- **HOW TO COMPLETE THIS TASK**: Search the records for the word "latest" and report each line that has it.

[Dataset entries]
PR #300, opened 2023-06-15
Update limes_v2.38.yaml - add EU regions with (\*)

robertpietzcker:


danielhuppmann (approved):
Thanks @robertpietzcker!

PR #301, opened 2023-06-19
Add Maximum Storage|{Storage Type}

amosschle:
Following the suggestion by @sandrinecharousset This PR allows for Maximum Storage|Heat, which is an output of CS 7.

### DIFF
--- a/definitions/variable/technology/power-plant.yaml
+++ b/definitions/variable/technology/power-plant.yaml
@@ -124,8 +124,11 @@
       from {Electricity Input}
     unit: MW/h
     skip-region-aggregation: true
-- Maximum Storage|Electricity|{Storage Type}:
+- Maximum Storage|{Storage Type}:
     description: Maximum volume of a {Storage Type} unit expressed in energy
+    unit: [MWh, GWh]
+- Maximum Storage|Electricity|{Storage Type}:
+    description: Maximum volume of an electricity {Storage Type} unit expressed in energy
     unit: [MWh, GWh]
 - Maximum Storage|Electricity|Hydro|Reservoir:
     description: Maximum volume of hydro reservoir expressed in energy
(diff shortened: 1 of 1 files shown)


danielhuppmann:
No, this PR does not add a variable "Maximum Storage|Heat". Please explain what you intend to do (and why).

sandrinecharousset:
> No, this PR does not add a variable "Maximum Storage|Heat". Please explain what you intend to do (and why).

@danielhuppmann , it adds Maximum Storage|{Storage Type}: , and as Heat is included in {Storage Type}, it adds Maximum Storage|Heat (and other variables)

It is a bit difficult to add this variable (which is needed and which needs to be different as the already existing Maximum Storage|Electricity|Heat without changing everything (which we cant as lots of data are already made public)

Maximum Storage|€lectricity|{Storage Type} ismeant or representing electrcity storage (which also include 'virtual electricity storage, eg Maximum Storage|Electricity|Hydro|Reservoir  ; Here what is really stored is water (m3) but what is seen by the models is electricity (GWh) ; We have the same thing for heat => Maximum Storage|Electricity|Heat represents an amount of (virtually) stored electricity , which is stored as heat , while Maximum Storage|Heat represents a real storage of heat. The same amount of heat (in a physical unit for heat) would not lead to the same amount of energy (in EJ or GWh) due to efficiency

We discussed with Amos and I proposed to include this Maximum Storage|{storage type} as it was simple, would not break everyhting , and was not completely studîd (but it should not appear in power-plants.yaml, maybe in technologies.yaml would be more relevant), and also I thought it could start a discussion towards maybe a better idea :-)

Another way ould be

danielhuppmann:
@amosschle, can you please refactor the PR (or close this and start a new one) to simply add a variable "Maximum Storage|Head" and explain in a note how that variable is to be interpreted and used?

amosschle:
> @amosschle, can you please refactor the PR (or close this and start a new one) to simply add a variable "Maximum Storage|Head" and explain in a note how that variable is to be interpreted and used?

Sorry for this coming late. I hope the latest commit works.

danielhuppmann (approved):
Thanks @amosschle!

PR #302, opened 2023-06-19
Update energy-final.yaml

sandrinecharousset:
add missing variable Final Energy|Electricity|Other (excl. Heat, Transport)


danielhuppmann (approved):
Thanks @sandrinecharousset, looks good!

PR #303, opened 2023-06-26
Economy input vars

paopis:
Included new variables in the economy.yaml file to be able to upload the input data that is used in the macroeconomic models to characterize the different scenarios.


definitions/variable/economy/economy.yaml
```diff
@@ -212,4 +212,38 @@
     unit: [EUR_2020/t CO2, USD_2010/t CO2]
     skip-region-aggregation: true
 
-
+- Extraction Limit:
```
danielhuppmann, line 215: Does it make sense to have one limit across all fossil resources? Shouldn't this be distinguished between different fuels?

paopis: In general, it is true. Nevertheless, we have used a single parameter to control the extraction of oil and gas. I can make three parameters: one for oil and one for gas and use the same parameter in the data upload, though. I will make a new pull request with the updated variables

danielhuppmann: No, do NOT make a new pull request - this is not how GitHub works.

paopis: Ok. I only updated the description of the variables, then.

definitions/variable/economy/economy.yaml
```diff
@@ -212,4 +212,43 @@
     unit: [EUR_2020/t CO2, USD_2010/t CO2]
     skip-region-aggregation: true
 
+- Extraction Limit for Natural Gas:
```
danielhuppmann, line 215:
```suggestion
- Extraction Limit|Natural Gas:
```

definitions/variable/economy/economy.yaml
```diff
@@ -212,4 +212,43 @@
...
+    description: Level of allowed extractions for natural gas, relative to year 2011
+    note: The index equals 1 in 2011, the reference year
+    unit: index
 
+- Extraction Limit for Crude Oil:
```
danielhuppmann, line 220:
```suggestion
- Extraction Limit|Crude Oil:
```

danielhuppmann (commented):
Two suggestions to use the hierarchy-notation.

danielhuppmann (approved):
Thanks @paopis!

PR #304, opened 2023-07-03
Add weeks definitions

danielhuppmann:
Add definitions for a weekly subannual resolution


danielhuppmann:
Failing because of a dependency conflict between **nomenclature** and **pydantic** v2.0. Merging anyway.
fyi @phackstock

PR #306, opened 2023-09-07
add missing WP5p1 scenarios

Renato-Rodrigues:
Adding EastWest Tech scenarios defined in ECEMF WP5.1 protocol document, version 1.5.


MarkMDekker (approved):
Yes, this is correct

danielhuppmann:
The test are currently failing because we need to pin some dependencies in this repo, but the new scenarios are ok.

fyi @phackstock

PR #307, opened 2023-09-07
Additional capacity variables

Renato-Rodrigues:
- additional capacity variables support for results in ECEMF scenarios


danielhuppmann (approved):
Looks good to me.

PR #311, opened 2023-09-26
Updates to REMIND regions mapping

Renato-Rodrigues:
Updating REMIND region mapping files used in the ECEMF project to be in line with improvements made in the `eu-climate-advisory-board-workflow` (https://github.com/danielhuppmann/eu-climate-advisory-board-workflow/blob/369de812a08057510fce153887be57f49b9a73e2/mappings/REMIND_3.2.yml), allowing automatic regions aggregation and improving H12 results uploads.

## Changes:

- Including support for REMIND 3.2 model.
- Calculating `World` region results using the iiasa framework.
- Calculating `EU27 & UK (*)` region results using the iiasa framework.
- Adding `NEU` region to support results upload and automatic aggregations while using REMIND H12 regions configuration.
- Improving `OECD & EU (R5)` mapping to support H12 regions aggregation.   

## Warning:

- If you upload REMIND-21 run results, you should not upload `EUR` and `NEU` results to avoid double accounting in the automatically calculated `World` and `EU27 & UK (*)` regions. 
- The `World` region should not be included in new uploads as it is automatically calculated by the iiasa backend from now onward.
- The `EU27` region aggregation should be uploaded directly from REMIND model runs.


mappings/remind_2.1.yaml
```diff
@@ -2,6 +2,18 @@ model: REMIND 2.1
...
+  - IND: REMIND 2.1|IND
+  - JPN: REMIND 2.1|JPN
+  - LAM: REMIND 2.1|LAM
+  - MEA: REMIND 2.1|MEA
+  - OAS: REMIND 2.1|OAS
+  - REF: REMIND 2.1|REF
+  - SSA: REMIND 2.1|SSA
+  - USA: REMIND 2.1|USA
+  # 12-region version of REMIND
+  - EUR: EU27 & UK
```
danielhuppmann, line 14: If this is a native region of the 12-region version of REMIND, I suggest the following 
```suggestion
  - EUR: REMIND 2.1|EUR
```
and add a mapping in the common-region section
```
 - EU27 & UK:
     - EUR
```

Otherwise, it could be confusing that results from a 12-region model run will only have 11 `REMIND 2.1|*` regions - better to duplicate the information.

danielhuppmann (approved):
Looks good to me, thanks!

PR #417, opened 2020-08-07
daemon: check table before migration

FeelyChau:
We should  check if the table exists before migration.

### DIFF
--- a/packages/daemon/src/migrations/20200803063219-addDatasetProcess.ts
+++ b/packages/daemon/src/migrations/20200803063219-addDatasetProcess.ts
@@ -20,7 +20,7 @@ export default {
 
   down: (queryInterface: QueryInterface) => {
     return queryInterface.sequelize.transaction(async t => {
-      const tbNames = await queryInterface.showAllTables();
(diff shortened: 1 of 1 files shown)


yorkie:
Shall we have tests for these migration scripts?

FeelyChau:
> Shall we have tests for these migration scripts?

I think it's necessary.

packages/daemon/src/migrations/20200803063219-addDatasetProcess.ts
```diff
@@ -3,22 +3,28 @@ import { QueryInterface, DataTypes } from 'sequelize';
...
+            type: DataTypes.STRING
+          }, { transaction: t })
+        ]);
+      }
     });
   },
 
   down: (queryInterface: QueryInterface) => {
     return queryInterface.sequelize.transaction(async t => {
+      const tbNames = await queryInterface.showAllTables();
```
yorkie, line 23:
```suggestion
      const tableNames = await queryInterface.showAllTables();
```

PR #418, opened 2020-08-07
deamon: run migration script when booting

WenheLI:


packages/daemon/bootstrap.js
```diff
@@ -5,6 +5,7 @@ const os = require('os');
 const { pathExists } = require('fs-extra');
 const fs = require('fs');
 const { start } = require('egg');
+const { exec } = require('child_process');
```
yorkie, line 8: Should we use execSync?

packages/daemon/bootstrap.js
```diff
@@ -41,6 +42,9 @@ function createPidfileSync(pathname) {
   // create pidfile firstly
   createPidfileSync(DAEMON_PIDFILE);
 
+  // run migration in sub-process
+  exec("npm run migration");
```
yorkie, line 46:
```suggestion
  exec('npm run migration');
```

FeelyChau, line 46: I think the down script should be executed if any error happens when migration.

WenheLI: If any error occurs during migration, no changes will be committed to the database. Therefore, in this case, I do not think we need to run the `down script`.

packages/daemon/bootstrap.js
FeelyChau: IMO, `sync` with `await` is better.

yorkie: What you meant is `async+await`? Actually we can't use this way in this use case because the top-level await has not supported.

FeelyChau: The `exec` is called in an async function now.

yorkie: This is why I added this comment, it might run the migration when a user is requesting something.

PR #421, opened 2020-08-09
test(boa): add dynamic import test on esm

rickyes:
Refs: https://nodejs.org/api/esm.html#esm_import_expressions

/cc @yorkie @FeelyChau


yorkie:
Shall we add a test for `await import()`?

rickyes:
> Shall we add a test for `await import()`?

I don't think it's necessary, it's just a difference in `syntactic sugar`, which is the same logic for `Pipcook`

PR #426, opened 2020-08-11
daemon: add fix for db migration

WenheLI:
This PR is to address migration failure.


packages/daemon/bootstrap.js
```diff
@@ -45,7 +45,9 @@ function createPidfileSync(pathname) {
 
   if (fs.existsSync(PIPCOOK_DB)) {
     // run migration in sub-process
-    execSync('npm run migration');
+    const res = execSync('npm run migration', {
+      "cwd": __dirname
```
yorkie, line 49:
```suggestion
      'cwd': __dirname
```

packages/daemon/src/migrations/20200803063219-addDatasetProcess.ts
```diff
@@ -6,11 +6,12 @@ export default {
     return queryInterface.sequelize.transaction(async t => {
       const tableNames = await queryInterface.showAllTables();
       if (tableNames.indexOf('pipelines') >= 0) {
+        const tables = await queryInterface.describeTable('pipelines');
```
yorkie, line 9: It can be renamed to `table`?

packages/daemon/src/migrations/20200803063219-addDatasetProcess.ts
```diff
@@ -22,8 +23,9 @@ export default {
     return queryInterface.sequelize.transaction(async t => {
       const tableNames = await queryInterface.showAllTables();
       if (tableNames.indexOf('pipelines') >= 0) {
-        await queryInterface.removeColumn('pipelines', 'datasetProcess', { transaction: t });
-        await queryInterface.removeColumn('pipelines', 'datasetProcessParams', { transaction: t });
+        const tables = await queryInterface.describeTable('pipelines');
```
yorkie, line 26: Ditto

packages/daemon/src/migrations/20200803063219-addDatasetProcess.ts
WenheLI: It will get all tables under 'pipelines', `tables` might be the most suitable name

PR #433, opened 2020-08-12
boa: fix crush if import a nonexistent module

FeelyChau:


FeelyChau:
> Add a test case?

Done.

Issue #437, opened 2020-08-12
Actions speed up.


FeelyChau:
This is an actions speed-up scheme.
Using [Artifact](https://docs.github.com/en/actions/configuring-and-managing-workflows/persisting-workflow-data-using-artifacts) and [Cache](https://docs.github.com/en/actions/configuring-and-managing-workflows/caching-dependencies-to-speed-up-workflows) to make actions high-efficiency.

![image](https://user-images.githubusercontent.com/10196611/89995942-c5e06000-dcbc-11ea-87a3-f99c545595dc.png)

yorkie:
What files will be put to artifact?

FeelyChau:
For npm project, [it should be all the workspace](https://github.com/actions/upload-artifact#uploading-to-the-same-artifact).

yorkie:
I think the lint should be in front of the npm-install.

FeelyChau:
> I think the lint should be in front of the npm-install.

Without npm-install, the lint tools will not be installed.

FeelyChau:
CI speed is not a problem anymore.
This issue could be closed.

PR #438, opened 2020-08-12
CI: speed up

FeelyChau:
Remove all plugins and pipboard to [Imgcook](https://github.com/imgcook).
New schema for github actions.
#437


rickycao-qy:
LGTM

PR #446, opened 2020-08-13
CI/CD: release Docker image

liangzr:
This PR will includes:
- Build & Publish a Docker image after each version released.
- Installing a specified version for Pipcook from the tag.

### DIFF
--- a/.github/workflows/release.yml
+++ b/.github/workflows/release.yml
@@ -39,8 +39,7 @@ jobs:
 
           if
             [ $(check_pkg pipcook-cli $ver) == $ver ] &&
-            [ $(check_pkg daemon $ver) == $ver ] &&
-            [ $(check_pkg pipboard $ver) == $ver ]
+            [ $(check_pkg daemon $ver) == $ver ]
           then
             echo ::set-env name=NPM_PUBLISHED::true
           fi
--- a/.github/workflows/release.yml
+++ b/.github/workflows/release.yml
@@ -38,8 +38,8 @@ jobs:
           }
 
           if
-            [ $(check_pkg pipcook-cli $ver) == $ver ] ||
-            [ $(check_pkg daemon $ver) == $ver ] ||
+            [ $(check_pkg pipcook-cli $ver) == $ver ] &&
+            [ $(check_pkg daemon $ver) == $ver ] &&
             [ $(check_pkg pipboard $ver) == $ver ]
           then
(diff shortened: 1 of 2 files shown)


rickycao-qy:
any versions of cli will install latest versions of daemon and pipboard with current logics. Should we also add version control for pipcook init

liangzr:
> any versions of cli will install latest versions of daemon and pipboard with current logics. Should we also add version control for pipcook init

@rickycao-qy  Agree! A specified version will be very meaningful for Docker to maintain a stable environment.It's will install an uncertain version of pipboard/daemon now depends on the time of the building image.

.github/workflows/release.yml
```diff
@@ -22,7 +22,35 @@ jobs:
...
+          }
+
+          check_image() {
+            curl -sL "https://hub.docker.com/v2/repositories/pipcook/pipcook/tags/$1" | jq -r '.name'
+          }
+
+          if
+            [ $(check_pkg pipcook-cli $ver) == $ver ] &&
+            [ $(check_pkg daemon $ver) == $ver ] &&
+            [ $(check_pkg pipboard $ver) == $ver ]
```
yorkie, line 43: We might not need to check version for pipboard, because we have moved that to a separate repository: https://github.com/imgcook/pipboard.

liangzr: Looks like the release of pipboard has separated with this repo, But if we add version-control for pipcook init in Dockerfile, it will install a specified version for pipboard and maybe failed without verification.

yorkie: I started a discussion at https://github.com/alibaba/pipcook/pull/481/files#r474507514, let's move there :)

FeelyChau:
> > any versions of cli will install latest versions of daemon and pipboard with current logics. Should we also add version control for pipcook init
> 
> @rickycao-qy Agree! A specified version will be very meaningful for Docker to maintain a stable environment.It's will install an uncertain version of pipboard/daemon now depends on the time of the building image.

PR #481 adds the argument to specify the version.

.github/workflows/release.yml
yorkie: As the #481 has been merged which has removed a specific version for the board, IMO we are able to remove board check.

liangzr: Removed.

yorkie (approved):

rickycao-qy (approved):
LGTM

Issue #449, opened 2020-08-13
daemon: migration process takes 27s to get up


yorkie:
```
✔ skiped, daemon is not running.
npx: installed 80 in 27.745s
single process mode is still in experiment, please don't use it in production environment
Server is listening at http://localhost:6927, cost 30.716402275s
```

The `npx` takes too many seconds to install dependencies.

PR #450, opened 2020-08-14
daemon: preinstall sequelize-cli for migration

FeelyChau:
Fix: #449 

### Benchmark
MacOS Catalina 10.15.5 MacBook Pro (16-inch, 2019)
Node: v12.17.0

#### Before:
```shell
$ node ./packages/daemon/bootstrap.js
npx: 80 安装成功，用时 30.633 秒
single process mode is still in experiment, please don't use it in production environment
Server is listening at http://localhost:6927, cost 35.354666849s
```
#### After:
```shell
$ node ./packages/daemon/bootstrap.js
single process mode is still in experiment, please don't use it in production environment
Server is listening at http://localhost:6927, cost 3.240450431s
```

### DIFF
--- a/packages/daemon/package.json
+++ b/packages/daemon/package.json
@@ -20,6 +20,7 @@
     "midway": "^1.19.0",
     "request-promise": "^4.2.5",
     "sequelize": "^5.21.7",
+    "sequelize-cli": "^6.2.0",
     "sqlite3": "^4.1.1",
     "ssestream": "^1.1.0"
   },


yorkie:
We need a benchmark for the bootstrap time of daemon.

FeelyChau:
> We need a benchmark for the bootstrap time of daemon to confirm if #449 gets fixed.

Updated.

FeelyChau:
The installation of sequelize-cli costs too much time (30s), I think the better way is: check if the migration is applied, if not, download sequelize-cli and migrate, else just ignore.

FeelyChau:
> The installation of sequelize-cli costs too much time (30s), I think the better way is: check if the migration is applied, if not, download sequelize-cli and migrate, else just ignore.

At this time, we can't get the Initialized Sequelize object in `bootstrap.js`.

PR #453, opened 2020-08-16
fix: pipeline install with pyIndex

FeelyChau:


yorkie:
Removed the label `bug` which is used for issue only.

yorkie:
Shall we have tests for this?

FeelyChau:
> Shall we have tests for this?

Maybe we need to collect the logs to confirm the option `pyIndex`.

PR #455, opened 2020-08-17
daemon: pipeline and plugin installation queue

FeelyChau:
At this time, the plugin dir is a nodejs project, we can't update/add/remove the plugins when any pipeline run, as the same, we can't run any pipeline when modify plugins. So, we should queue all the operations of plugins and pipelines.


packages/daemon/src/service/pipeline.ts
```diff
@@ -394,6 +394,17 @@ export class PipelineService {
...
     const plugins = await this.fetchPlugins(pipeline);
-    await this.startJob(job, pipeline, plugins, log);
+    job.status = PipelineStatus.PENDING;
+    await job.save();
+    return new Promise((resolve, reject) => {
+      pluginQueue.push((cb) => {
+        this.startJob(job, pipeline, plugins, log).then(() => {
+          resolve();
+          cb();
+        }).catch((err) => {
```
yorkie, line 404:
```suggestion
        }).catch(reject);
```

packages/daemon/src/service/plugin.ts
```diff
@@ -128,23 +129,31 @@ export class PluginManager {
...
+          this.pluginRT.costa.uninstall(pkg.name);
+          reject(err);
+          cb();
+        });
+      });
+    });
   }
 
-  async installAsync(pkg: PluginPackage, pyIndex?: string, force?: boolean): Promise<TraceResp<PluginResp>> {
+  async installNextTick(pkg: PluginPackage, pyIndex?: string, force?: boolean): Promise<TraceResp<PluginResp>> {
```
yorkie, line 149: Why change the function name?

packages/daemon/src/service/pipeline.ts
```diff
@@ -17,11 +17,11 @@ import {
   PluginStatus
 } from '@pipcook/pipcook-core';
 import { PluginPackage, RunnableResponse, PluginRunnable } from '@pipcook/costa';
-
 import { PipelineModel, PipelineModelStatic } from '../model/pipeline';
 import { JobModelStatic, JobModel } from '../model/job';
 import { PluginManager } from './plugin';
 import { LogObject } from './log-manager';
+import { pluginQueue } from '../utils/queue';
```
yorkie, line 24: Where is the module?

FeelyChau: Fixed.

packages/daemon/src/service/plugin.ts
FeelyChau: Because of the midway context scope, the name `nextTick` is a more specific  description and it's not going to affect the context scope.

yorkie: installAtNextTick?

FeelyChau: `installAtNextTick ` is better.

packages/daemon/src/utils/queue.ts
```diff
@@ -0,0 +1,3 @@
+import Queue from 'queue';
+
+export const pluginQueue = new Queue({ autostart: true, concurrency: 1 });
```
yorkie, line 3: Do we really need this to be a separate file?

FeelyChau: Or merge this into `emitter.ts` and rename to `utils.ts`.

yorkie: I'm +1 on this :)

FeelyChau: Updated.

Issue #445, opened 2020-08-13
Daemon: throw error  `unexpected end of file` when upload a plugin from tarball.


FeelyChau:
Here is the logs:
```shell
Run npm run test:pipeline -- text-bayes-classification
  npm run test:pipeline -- text-bayes-classification
  shell: /bin/bash -e {0}

> pipcook@ test:pipeline /Users/runner/work/pipcook/pipcook
> sh ./run_pipeline.sh "text-bayes-classification"

[start]: run pipeline from ./test/pipelines/text-bayes-classification.json
[start]: installing plugin ./packages/plugins/data-collect/csv-data-collect
[start]: installing @pipcook/plugins-csv-data-collect from /Users/runner/work/pipcook/pipcook/packages/plugins/data-collect/csv-data-collect
[fail]: unexpected end of file
npm ERR! code ELIFECYCLE
npm ERR! errno 1
npm ERR! pipcook@ test:pipeline: `sh ./run_pipeline.sh "text-bayes-classification"`
npm ERR! Exit status 1
npm ERR! 
npm ERR! Failed at the pipcook@ test:pipeline script.
npm ERR! This is probably not a problem with npm. There is likely additional logging output above.

npm ERR! A complete log of this run can be found in:
npm ERR!     /Users/runner/.npm/_logs/2020-08-13T04_52_47_092Z-debug.log
##[error]Process completed with exit code 1.
```
We need more logs to fix this.
#444

yorkie:
Is this fixed by #457?

FeelyChau:
> Is this fixed by #457?

Fixed.

PR #457, opened 2020-08-17
costa: fix upload tarball error

FeelyChau:
Fix bug:
https://github.com/alibaba/pipcook/issues/445
### Test code:
```js
var fs = require('fs-extra');

async function test() {
    const fr = fs.createReadStream('/path/to/read');
    const fw = fs.createWriteStream('/path/to/write');
    fr.pipe(fw);
    fr.on('end', () => {
      console.log('read end');
      resolve();
    });
    fw.on('finish', () => {
      console.log('write finish');
    });
  })
}

test().then(() => {
  console.log('test end');
});
```
### output:
* case A:
```shell
read end
write finish
test end
```
* case B:
```
read end
test end
write finish
```

If we get the case B, the error happens.


yorkie:
Why not add the case in the codebase?

packages/costa/src/runtime.ts
```diff
@@ -292,13 +302,9 @@ export class CostaRuntime {
...
     const filename = path.join(fileDir, 'pkg.tgz');
+    const writeStream = createWriteStream(filename);
     await mkdirp(fileDir);
-    await new Promise((resolve, reject) => {
-      const writeStream = createWriteStream(filename);
-      stream.pipe(writeStream);
-      stream.on('end', resolve);
-      stream.on('error', reject);
-    });
+    await this.saveFile(stream, writeStream);
```
yorkie, line 307: Could you please move the writeStream to saveFile, too?

FeelyChau: If that, the unit test will be unable.

FeelyChau: Moved this function to `utils.ts`.

packages/costa/src/utils.ts
```diff
@@ -17,3 +17,17 @@ export function pipe(readable: NodeJS.ReadableStream, writable: NodeJS.WritableS
     writable.write(data);
   });
 }
+
+/**
+ * pipe read stream to write steam with finish event
+ * @param readStream the read stream
+ * @param writeStream the write stream
+ */
+export function pipeWithFinish(readStream: NodeJS.ReadableStream, writeStream: NodeJS.WritableStream): Promise<void> {
```
yorkie, line 26: The name looks wired a bit, `finish` is just an event.

FeelyChau: How about `pipePromisify`?

packages/costa/src/runtime.ts
```diff
@@ -81,22 +81,20 @@ function extractPackageJsonFromReadable(readable: NodeJS.ReadableStream, pkgFile
...
-    extract.on('error', reject);
     extract.on('entry', (header, stream, next) => {
       if (header.name === pkgFilename) {
         stream.on('data', (buf) => packageJson += buf);
       }
       stream.once('end', next);
       stream.resume();
     });
-    extract.on('finish', () => {
+    pipeWithFinish(readable, extract).then(() => {
```
yorkie, line 91: No necessary to return a Promise here, we could use a callback style and call promisify for async/await use-case.

packages/costa/src/utils.ts
yorkie: I think `safePipe` is more specific.

yorkie: Or `pipeGracefully`?

packages/costa/src/runtime.ts
FeelyChau: This part of the code could also be simplified a little bit.

FeelyChau: Updated.

packages/costa/src/utils.ts
FeelyChau: pipeGracefully +1

PR #524, opened 2020-08-28
daemon: check plugins status before response

FeelyChau:


yorkie:
@FeelyChau May I ask you to add a test for this patch?

FeelyChau:
> @FeelyChau May I ask you to add a test for this patch?

Test cases added.

packages/daemon/test/controller/job.test.ts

- **TASK OUTPUT**:
Sorry for this coming late. I hope the latest commit works.
any versions of cli will install latest versions of daemon and pipboard with current logics. Should we also add version control for pipcook init
> any versions of cli will install latest versions of daemon and pipboard with current logics. Should we also add version control for pipcook init
> > any versions of cli will install latest versions of daemon and pipboard with current logics. Should we also add version control for pipcook init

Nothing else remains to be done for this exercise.